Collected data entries
◆ ◆ ◆ ◆
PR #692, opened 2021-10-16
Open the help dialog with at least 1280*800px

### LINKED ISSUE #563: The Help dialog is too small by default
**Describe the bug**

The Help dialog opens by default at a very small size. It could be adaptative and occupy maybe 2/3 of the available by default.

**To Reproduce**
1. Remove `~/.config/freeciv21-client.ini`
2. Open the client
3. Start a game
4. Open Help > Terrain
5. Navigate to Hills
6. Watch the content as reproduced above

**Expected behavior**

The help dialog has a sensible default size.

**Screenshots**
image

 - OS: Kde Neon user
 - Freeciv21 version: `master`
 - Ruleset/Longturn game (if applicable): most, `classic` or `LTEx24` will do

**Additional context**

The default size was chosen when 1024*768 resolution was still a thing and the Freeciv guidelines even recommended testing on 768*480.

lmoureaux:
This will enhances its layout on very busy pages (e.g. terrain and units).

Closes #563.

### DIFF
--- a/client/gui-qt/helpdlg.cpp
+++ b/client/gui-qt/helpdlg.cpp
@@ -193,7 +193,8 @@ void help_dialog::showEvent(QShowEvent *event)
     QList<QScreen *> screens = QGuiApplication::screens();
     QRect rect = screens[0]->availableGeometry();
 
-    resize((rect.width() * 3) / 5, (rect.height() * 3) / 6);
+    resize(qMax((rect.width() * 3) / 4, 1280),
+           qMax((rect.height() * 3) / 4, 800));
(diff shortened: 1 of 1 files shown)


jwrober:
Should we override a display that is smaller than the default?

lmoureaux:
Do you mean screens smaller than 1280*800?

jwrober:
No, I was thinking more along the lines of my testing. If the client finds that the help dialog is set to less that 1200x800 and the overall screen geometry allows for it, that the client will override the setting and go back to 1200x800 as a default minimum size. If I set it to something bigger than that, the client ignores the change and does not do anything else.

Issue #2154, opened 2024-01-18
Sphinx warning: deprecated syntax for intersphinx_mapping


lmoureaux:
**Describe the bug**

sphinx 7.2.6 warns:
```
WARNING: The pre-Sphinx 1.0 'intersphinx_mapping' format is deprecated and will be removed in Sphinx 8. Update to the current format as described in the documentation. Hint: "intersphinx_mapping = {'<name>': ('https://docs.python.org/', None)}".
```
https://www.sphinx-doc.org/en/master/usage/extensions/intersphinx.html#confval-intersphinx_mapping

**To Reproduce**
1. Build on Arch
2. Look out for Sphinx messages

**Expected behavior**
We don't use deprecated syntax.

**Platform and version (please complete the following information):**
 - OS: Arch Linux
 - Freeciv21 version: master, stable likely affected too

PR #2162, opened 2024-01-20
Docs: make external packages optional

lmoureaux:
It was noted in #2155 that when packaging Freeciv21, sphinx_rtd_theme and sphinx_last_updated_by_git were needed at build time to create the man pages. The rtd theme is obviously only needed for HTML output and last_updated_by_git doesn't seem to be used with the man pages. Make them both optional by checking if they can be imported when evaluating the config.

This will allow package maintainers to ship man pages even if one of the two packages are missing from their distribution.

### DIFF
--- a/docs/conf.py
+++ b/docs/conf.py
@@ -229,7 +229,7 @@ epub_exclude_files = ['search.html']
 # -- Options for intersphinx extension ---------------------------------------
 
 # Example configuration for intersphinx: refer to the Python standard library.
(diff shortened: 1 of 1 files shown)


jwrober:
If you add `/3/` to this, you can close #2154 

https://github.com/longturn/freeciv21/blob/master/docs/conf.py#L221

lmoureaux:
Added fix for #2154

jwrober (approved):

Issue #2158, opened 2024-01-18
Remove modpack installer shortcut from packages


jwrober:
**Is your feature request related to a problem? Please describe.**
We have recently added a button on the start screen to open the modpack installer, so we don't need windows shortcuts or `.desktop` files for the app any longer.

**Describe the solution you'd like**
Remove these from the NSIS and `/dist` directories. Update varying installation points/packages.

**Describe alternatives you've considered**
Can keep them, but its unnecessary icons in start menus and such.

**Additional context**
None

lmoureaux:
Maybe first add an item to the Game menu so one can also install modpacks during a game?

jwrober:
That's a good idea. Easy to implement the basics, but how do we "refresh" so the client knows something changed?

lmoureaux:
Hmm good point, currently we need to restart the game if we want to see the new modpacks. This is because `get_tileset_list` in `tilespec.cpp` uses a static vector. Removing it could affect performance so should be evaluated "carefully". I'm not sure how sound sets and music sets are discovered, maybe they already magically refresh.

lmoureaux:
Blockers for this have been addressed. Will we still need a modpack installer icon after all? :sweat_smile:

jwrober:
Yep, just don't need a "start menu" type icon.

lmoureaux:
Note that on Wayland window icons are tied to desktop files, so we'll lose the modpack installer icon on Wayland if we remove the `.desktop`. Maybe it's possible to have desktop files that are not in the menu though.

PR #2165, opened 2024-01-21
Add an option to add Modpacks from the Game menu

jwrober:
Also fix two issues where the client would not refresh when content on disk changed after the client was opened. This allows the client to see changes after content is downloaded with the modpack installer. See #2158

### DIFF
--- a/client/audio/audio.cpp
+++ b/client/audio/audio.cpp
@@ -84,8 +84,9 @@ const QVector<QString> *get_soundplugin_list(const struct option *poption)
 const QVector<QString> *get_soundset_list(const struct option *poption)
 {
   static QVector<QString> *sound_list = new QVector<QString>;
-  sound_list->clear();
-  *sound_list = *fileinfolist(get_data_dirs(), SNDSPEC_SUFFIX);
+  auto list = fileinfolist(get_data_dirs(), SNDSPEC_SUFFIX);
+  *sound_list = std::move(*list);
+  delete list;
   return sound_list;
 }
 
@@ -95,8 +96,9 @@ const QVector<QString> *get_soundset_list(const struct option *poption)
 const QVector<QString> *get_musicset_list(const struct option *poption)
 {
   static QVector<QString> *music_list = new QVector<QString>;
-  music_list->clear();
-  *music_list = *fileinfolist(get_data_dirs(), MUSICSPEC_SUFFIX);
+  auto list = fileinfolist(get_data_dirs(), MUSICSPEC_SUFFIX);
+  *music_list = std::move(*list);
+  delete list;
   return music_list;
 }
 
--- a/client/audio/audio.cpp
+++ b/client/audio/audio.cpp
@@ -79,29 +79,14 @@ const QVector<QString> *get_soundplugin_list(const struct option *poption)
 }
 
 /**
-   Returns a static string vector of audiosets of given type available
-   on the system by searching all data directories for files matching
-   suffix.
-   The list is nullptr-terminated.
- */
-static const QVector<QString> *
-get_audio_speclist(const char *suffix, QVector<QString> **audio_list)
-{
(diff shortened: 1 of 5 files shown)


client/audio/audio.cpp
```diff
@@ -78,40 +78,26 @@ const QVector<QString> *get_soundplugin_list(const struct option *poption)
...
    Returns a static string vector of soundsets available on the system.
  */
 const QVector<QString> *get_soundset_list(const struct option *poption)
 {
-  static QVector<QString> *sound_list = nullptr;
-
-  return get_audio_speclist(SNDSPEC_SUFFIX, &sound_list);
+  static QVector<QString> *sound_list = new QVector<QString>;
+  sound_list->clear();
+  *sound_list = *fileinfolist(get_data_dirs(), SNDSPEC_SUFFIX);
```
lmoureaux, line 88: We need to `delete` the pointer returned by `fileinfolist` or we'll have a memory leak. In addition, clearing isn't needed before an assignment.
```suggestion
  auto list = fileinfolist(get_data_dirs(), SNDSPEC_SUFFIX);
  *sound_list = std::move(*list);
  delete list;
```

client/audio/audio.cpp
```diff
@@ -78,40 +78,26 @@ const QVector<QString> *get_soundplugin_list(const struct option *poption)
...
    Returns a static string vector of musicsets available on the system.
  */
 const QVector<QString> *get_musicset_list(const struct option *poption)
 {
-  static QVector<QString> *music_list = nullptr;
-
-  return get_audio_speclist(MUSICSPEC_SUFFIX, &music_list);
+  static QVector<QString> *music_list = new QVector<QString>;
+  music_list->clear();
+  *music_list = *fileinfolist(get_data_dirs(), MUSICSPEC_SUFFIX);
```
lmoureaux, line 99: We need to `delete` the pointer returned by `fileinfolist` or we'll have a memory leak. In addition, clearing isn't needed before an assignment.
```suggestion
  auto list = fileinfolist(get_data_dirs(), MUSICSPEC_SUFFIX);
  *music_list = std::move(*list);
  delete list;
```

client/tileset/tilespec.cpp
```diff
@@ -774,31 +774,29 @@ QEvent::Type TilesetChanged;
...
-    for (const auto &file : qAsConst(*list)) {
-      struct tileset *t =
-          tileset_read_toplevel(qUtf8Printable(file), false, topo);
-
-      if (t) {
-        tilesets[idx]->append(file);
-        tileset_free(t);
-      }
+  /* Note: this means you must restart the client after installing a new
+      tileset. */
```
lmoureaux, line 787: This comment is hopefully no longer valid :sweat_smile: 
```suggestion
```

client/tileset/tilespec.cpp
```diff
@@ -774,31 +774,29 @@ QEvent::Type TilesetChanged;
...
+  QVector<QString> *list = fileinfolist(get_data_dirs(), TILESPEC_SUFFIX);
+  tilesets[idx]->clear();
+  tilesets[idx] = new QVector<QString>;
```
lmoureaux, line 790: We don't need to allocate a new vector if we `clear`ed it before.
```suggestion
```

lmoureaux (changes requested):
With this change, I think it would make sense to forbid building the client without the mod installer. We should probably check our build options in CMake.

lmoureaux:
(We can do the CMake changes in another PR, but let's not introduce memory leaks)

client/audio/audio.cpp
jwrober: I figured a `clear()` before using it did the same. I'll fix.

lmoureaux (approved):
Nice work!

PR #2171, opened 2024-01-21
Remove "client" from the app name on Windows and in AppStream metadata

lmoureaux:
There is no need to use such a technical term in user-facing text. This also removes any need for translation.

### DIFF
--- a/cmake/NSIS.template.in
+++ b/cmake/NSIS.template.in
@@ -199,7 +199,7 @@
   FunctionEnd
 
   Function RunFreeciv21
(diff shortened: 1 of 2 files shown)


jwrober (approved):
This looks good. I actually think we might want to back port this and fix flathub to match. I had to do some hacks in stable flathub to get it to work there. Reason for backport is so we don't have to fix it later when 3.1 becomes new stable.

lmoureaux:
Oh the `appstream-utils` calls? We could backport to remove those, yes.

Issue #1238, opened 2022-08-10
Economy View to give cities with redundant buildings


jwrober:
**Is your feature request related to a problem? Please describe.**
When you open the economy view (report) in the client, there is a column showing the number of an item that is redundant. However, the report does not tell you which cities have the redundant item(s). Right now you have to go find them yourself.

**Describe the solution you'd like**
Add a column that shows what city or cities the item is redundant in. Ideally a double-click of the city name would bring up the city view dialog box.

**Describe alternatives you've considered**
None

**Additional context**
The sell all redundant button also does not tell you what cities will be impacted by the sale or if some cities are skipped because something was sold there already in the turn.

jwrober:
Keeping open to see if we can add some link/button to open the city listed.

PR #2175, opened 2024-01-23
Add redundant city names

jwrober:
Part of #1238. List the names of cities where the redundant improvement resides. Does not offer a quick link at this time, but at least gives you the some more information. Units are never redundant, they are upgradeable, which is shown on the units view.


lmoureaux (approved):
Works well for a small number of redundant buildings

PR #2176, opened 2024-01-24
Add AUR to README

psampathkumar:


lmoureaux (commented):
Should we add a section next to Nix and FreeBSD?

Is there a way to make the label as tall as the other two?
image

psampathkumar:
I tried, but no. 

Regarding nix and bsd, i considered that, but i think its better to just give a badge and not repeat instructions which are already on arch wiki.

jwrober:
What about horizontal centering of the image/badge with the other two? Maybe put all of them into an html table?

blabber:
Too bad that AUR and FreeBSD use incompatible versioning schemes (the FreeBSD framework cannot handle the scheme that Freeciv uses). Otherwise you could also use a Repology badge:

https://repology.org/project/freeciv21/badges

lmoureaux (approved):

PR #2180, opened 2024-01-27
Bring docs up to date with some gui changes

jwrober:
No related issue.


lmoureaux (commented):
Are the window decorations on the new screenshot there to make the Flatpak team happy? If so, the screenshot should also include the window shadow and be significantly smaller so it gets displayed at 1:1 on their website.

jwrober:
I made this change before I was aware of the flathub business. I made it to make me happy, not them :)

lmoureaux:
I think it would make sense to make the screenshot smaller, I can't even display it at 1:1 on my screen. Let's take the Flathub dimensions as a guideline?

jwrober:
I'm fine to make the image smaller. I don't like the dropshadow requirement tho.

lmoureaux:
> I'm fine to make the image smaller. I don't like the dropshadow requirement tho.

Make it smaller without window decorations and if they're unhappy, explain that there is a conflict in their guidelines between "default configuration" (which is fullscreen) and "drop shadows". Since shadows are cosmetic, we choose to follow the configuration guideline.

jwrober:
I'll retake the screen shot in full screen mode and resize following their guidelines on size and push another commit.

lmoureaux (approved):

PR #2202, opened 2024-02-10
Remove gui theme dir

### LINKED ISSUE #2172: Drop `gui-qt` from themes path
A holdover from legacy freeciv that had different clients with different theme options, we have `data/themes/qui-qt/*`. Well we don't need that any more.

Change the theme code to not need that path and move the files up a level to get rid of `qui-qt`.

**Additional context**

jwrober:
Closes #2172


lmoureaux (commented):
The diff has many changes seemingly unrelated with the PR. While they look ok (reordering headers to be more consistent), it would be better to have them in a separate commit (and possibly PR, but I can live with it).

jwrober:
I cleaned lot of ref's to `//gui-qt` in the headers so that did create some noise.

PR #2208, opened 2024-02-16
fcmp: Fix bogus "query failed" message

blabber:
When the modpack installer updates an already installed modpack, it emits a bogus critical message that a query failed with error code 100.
◆ ◆ ◆ ◆
§ **WHAT YOU WILL DO**
Among the entries above, the lines between the ones containing "lmoureaux, line 787: This" and "FunctionEnd", inclusive, are to be transcribed exactly. No other line is to be given.

§ **ANSWER FOR THIS EXERCISE**
lmoureaux, line 787: This comment is hopefully no longer valid :sweat_smile: 
```suggestion
```

client/tileset/tilespec.cpp
```diff
@@ -774,31 +774,29 @@ QEvent::Type TilesetChanged;
...
+  QVector<QString> *list = fileinfolist(get_data_dirs(), TILESPEC_SUFFIX);
+  tilesets[idx]->clear();
+  tilesets[idx] = new QVector<QString>;
```
lmoureaux, line 790: We don't need to allocate a new vector if we `clear`ed it before.
```suggestion
```

lmoureaux (changes requested):
With this change, I think it would make sense to forbid building the client without the mod installer. We should probably check our build options in CMake.

lmoureaux:
(We can do the CMake changes in another PR, but let's not introduce memory leaks)

client/audio/audio.cpp
jwrober: I figured a `clear()` before using it did the same. I'll fix.

lmoureaux (approved):
Nice work!

PR #2171, opened 2024-01-21
Remove "client" from the app name on Windows and in AppStream metadata

lmoureaux:
There is no need to use such a technical term in user-facing text. This also removes any need for translation.

### DIFF
--- a/cmake/NSIS.template.in
+++ b/cmake/NSIS.template.in
@@ -199,7 +199,7 @@
   FunctionEnd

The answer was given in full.